Repeat exactly the opening lines of the records, ending with the line that contains "- [x] remove".
"""
PR #106, opened 2021-10-01
chore: config improvements

mkazlauskas:
# Primary changes

- [x] enable 'strict' TypeScript option
- [x] hoist `jest.config` to workspace root
- [x] align code structure to use `types.ts` where appropriate
- [x] remove duplicated `ogmiosToCsl.value`
- [x] refactor cip2 to use Set instead of arrays 
- [x] move some of the `cip2` test utils to a new `util-dev` package 

## Other changes

- Disable a few eslint rules
- Refactor cip30 `Wallet.ts` constructor and `WalletPublic` type export
- Update CSL to 9.1.0
- Add util export to core/CSL for max u64 value


packages/blockfrost/src/BlockfrostToOgmios.ts
```diff
@@ -19,9 +19,10 @@ export const BlockfrostToOgmios = {
   // without `as OgmiosSchema.Utxo` above TS thinks the return value is (OgmiosSchema.TxIn | OgmiosSchema.TxOut)[][]
 
   blockToTip: (block: Responses['block_content']): OgmiosSchema.Tip => ({
-    blockNo: block.height,
+    // Review: if height and slot be actually be null we should check it and either throw or return something else
```
rhyslbw, line 22: `slot` and `height` are indeed nullable in Ouroboros Classic (a legacy protocol that we have to consider in a uniform model) since there were special epoch boundary blocks, but these would never be returned for a tip query. We can simply throw this as an exception

packages/cardano-graphql-db-sync/src/CardanoGraphqlToOgmios.ts
```diff
@@ -56,8 +56,9 @@ export const CardanoGraphqlToOgmios = {
   }),
 
   tip: (tip: CardanoGraphQlTip): Cardano.Tip => ({
-    blockNo: tip.number,
+    // Review: if number and slot can actually be undefined we should check it and either throw or return something else
```
rhyslbw, line 59: ditto

packages/cip2/src/selectionConstraints.ts
```diff
@@ -4,16 +4,28 @@ import { ComputeMinimumCoinQuantity, EstimateTxFee, SelectionSkeleton } from './
 import { maxBigNum } from './util';
 
 export type BuildTx = (selection: SelectionSkeleton) => Promise<CSL.Transaction>;
+
+// Review: we might want to use this for ProtocolParametersRequiredByWallet instead
```
rhyslbw: Something like ?

``` TypeScript
export type ProtocolParametersRequiredByWallet = ProtocolParametersRequiredBySelectionConstraints && NonNullableFields<
  Pick<
    ProtocolParametersAlonzo,
    | 'stakeKeyDeposit'
    | 'minPoolCost'
    | 'poolDeposit'
    | 'protocolVersion'
  >
>;
```

packages/cip2/src/selectionConstraints.ts
```diff
@@ -32,10 +38,7 @@ export const computeMinimumCost =
   };
 
 export const computeMinimumCoinQuantity =
-  (
-    csl: CardanoSerializationLib,
-    { coinsPerUtxoWord }: ProtocolParametersRequiredByWallet
-  ): ComputeMinimumCoinQuantity =>
+  (csl: CardanoSerializationLib, coinsPerUtxoWord: number): ComputeMinimumCoinQuantity =>
```
rhyslbw, line 41:
```suggestion
  (csl: CardanoSerializationLib, coinsPerUtxoWord: ProtocolParametersRequiredByWallet['coinsPerUtxoWord']): ComputeMinimumCoinQuantity =>
```
It's more verbose but is less brittle and improves documentation

packages/cip2/src/selectionConstraints.ts
```diff
@@ -46,12 +49,12 @@ export const computeMinimumCoinQuantity =
   };
 
 export const tokenBundleSizeExceedsLimit =
-  (csl: CardanoSerializationLib, { maxValueSize }: ProtocolParametersRequiredByWallet): TokenBundleSizeExceedsLimit =>
+  (csl: CardanoSerializationLib, maxValueSize: number): TokenBundleSizeExceedsLimit =>
```
rhyslbw, line 52:
```suggestion
  (csl: CardanoSerializationLib, maxValueSize: ProtocolParametersRequiredByWallet['maxValueSize']): TokenBundleSizeExceedsLimit =>
```

packages/cip2/src/selectionConstraints.ts
```diff
@@ -66,23 +69,30 @@ const getTxSize = (tx: CSL.Transaction) => tx.to_bytes().length;
  * @returns {ComputeSelectionLimit} constraint that returns txSize <= maxTxSize ? utxo[].length : utxo[].length+1
  */
 export const computeSelectionLimit =
-  ({ maxTxSize }: ProtocolParametersRequiredByWallet, buildTx: BuildTx): ComputeSelectionLimit =>
+  (maxTxSize: number, buildTx: BuildTx): ComputeSelectionLimit =>
```
rhyslbw, line 72:
```suggestion
  (maxTxSize: ProtocolParametersRequiredByWallet['maxTxSize'], buildTx: BuildTx): ComputeSelectionLimit =>
```

packages/golden-test-generator/src/AddressBalance/getOnChainAddressBalances.ts
```diff
@@ -8,11 +9,12 @@ import {
   isMaryBlock,
   Schema,
   ConnectionConfig,
-  createInteractionContext,
+  createInteractionContext
 } from '@cardano-ogmios/client';
 import { GeneratorMetadata } from '../Content';
 import { isByronStandardBlock } from '../util';
 import { applyValue } from './applyValue';
+import { Intersection } from '@cardano-ogmios/client/dist/ChainSync';
```
rhyslbw, line 17:
```suggestion
import { ChainSync } from '@cardano-ogmios/client';
```

packages/golden-test-generator/src/AddressBalance/getOnChainAddressBalances.ts
```diff
@@ -47,7 +50,8 @@ export const getOnChainAddressBalances = (
           compactGenesis: await StateQuery.genesisConfig(
             await createInteractionContext(reject, logger.info, { connection: options.ogmiosConnectionConfig })
           ),
-          intersection: undefined
+          // Review: this can't be undefined acccording to type
+          intersection: undefined as unknown as Intersection
```
rhyslbw, line 54:
```suggestion
          intersection: undefined as unknown as ChainSync.Intersection
```

packages/golden-test-generator/src/Block/getBlocks.ts
```diff
@@ -13,22 +14,22 @@ import {
 import { GeneratorMetadata } from '../Content';
 
 import { isByronStandardBlock } from '../util';
+import { Intersection } from '@cardano-ogmios/client/dist/ChainSync';
```
rhyslbw, line 17:
```suggestion
import { ChainSync } from '@cardano-ogmios/client';
```

packages/golden-test-generator/src/Block/getBlocks.ts
```diff
@@ -39,7 +40,8 @@ export const getBlocks = async (
           compactGenesis: await StateQuery.genesisConfig(
             await createInteractionContext(reject, logger.info, { connection: options.ogmiosConnectionConfig })
           ),
-          intersection: undefined
+          // Review: this can't be undefined acccording to type
+          intersection: undefined as unknown as Intersection
```
rhyslbw, line 44:
```suggestion
          intersection: undefined as unknown as ChainSync.Intersection
```

packages/golden-test-generator/src/AddressBalance/getOnChainAddressBalances.ts
```diff
@@ -47,7 +50,8 @@ export const getOnChainAddressBalances = (
           compactGenesis: await StateQuery.genesisConfig(
             await createInteractionContext(reject, logger.info, { connection: options.ogmiosConnectionConfig })
           ),
-          intersection: undefined
+          // Review: this can't be undefined acccording to type
```
rhyslbw, line 53: We could type the constant as a partial, then coerce it after the intersection is set?
``` TypeScript
const response: Partial<AddressBalancesResponse> = {
...
if (atBlocks.includes(currentBlock)) {
  response.balances[currentBlock] = { ...trackedAddressBalances };
    if (atBlocks[atBlocks.length - 1] === currentBlock) {
      draining = true;
      await syncClient.shutdown();
      return resolve(response as ChainSync.Intersection);
    }
  }
```

packages/wallet/src/SingleAddressWallet.ts
```diff
@@ -5,6 +5,7 @@ import { dummyLogger, Logger } from 'ts-log';
 import { defaultSelectionConstraints } from '@cardano-sdk/cip2';
 
 export type InitializeTxProps = {
+  // Review: should this be Set<> too?
```
rhyslbw, line 8: :+1: 
Yes, let's keep it consistent

rhyslbw (changes requested):

packages/cip2/src/selectionConstraints.ts
mkazlauskas: I changed this to use `ProtocolParametersRequiredByWallet` and throwing an exception in `defaultSelectionConstraints` if any param is null

packages/cip2/src/selectionConstraints.ts
mkazlauskas: So it would be better to check for null and throw in each constraint instead of in `defaultSelectionConstraints`?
"""
Exercise solution ::
PR #106, opened 2021-10-01
chore: config improvements

mkazlauskas:
# Primary changes

- [x] enable 'strict' TypeScript option
- [x] hoist `jest.config` to workspace root
- [x] align code structure to use `types.ts` where appropriate
- [x] remove duplicated `ogmiosToCsl.value`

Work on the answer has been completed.